Task directions: All lines from the one containing "Hi @WildEgo That's" through the end of the entries below should appear in the answer exactly, with no others.

Data in this exercise:
Issue #554, opened 2024-01-15
split up `generateApi` method


Xiphe:
The `generateApi` method over the time has become quite long. We might want to consider breaking it up into smaller pieces in order to increase maintainability 

ref https://github.com/oazapfts/oazapfts/pull/549

WildEgo:
This would be interesting, was wondering if this could offer the possibility to generate example snippets for the endpoints

Xiphe:
Hi @WildEgo That's a really interesting idea! Let's open a separate issue for that one, though. I don't think it's dependent on this refactoring ticket.

PR #584, opened 2024-02-23
Modularize

Xiphe:
Hand in hand with the [Plugin System](https://github.com/oazapfts/oazapfts/issues/562) i would like to refactor the codegen implementation to be more modular and follow a functional approach. 

Target state:
- [ ] much smaller, clearly defined units. - Most methods of `ApiGenerator` might be moved to their dedicated file.
- [ ] no functional changes
- [ ] extendability through [plugin system](https://github.com/oazapfts/oazapfts/issues/562) instead of monkey patching `ApiGenerator`

ref https://github.com/oazapfts/oazapfts/issues/554


Xiphe:
Moving to beta -> https://github.com/oazapfts/oazapfts/pull/805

Reply:
Hi @WildEgo That's a really interesting idea! Let's open a separate issue for that one, though. I don't think it's dependent on this refactoring ticket.

PR #584, opened 2024-02-23
Modularize

Xiphe:
Hand in hand with the [Plugin System](https://github.com/oazapfts/oazapfts/issues/562) i would like to refactor the codegen implementation to be more modular and follow a functional approach. 

Target state:
- [ ] much smaller, clearly defined units. - Most methods of `ApiGenerator` might be moved to their dedicated file.
- [ ] no functional changes
- [ ] extendability through [plugin system](https://github.com/oazapfts/oazapfts/issues/562) instead of monkey patching `ApiGenerator`

ref https://github.com/oazapfts/oazapfts/issues/554


Xiphe:
Moving to beta -> https://github.com/oazapfts/oazapfts/pull/805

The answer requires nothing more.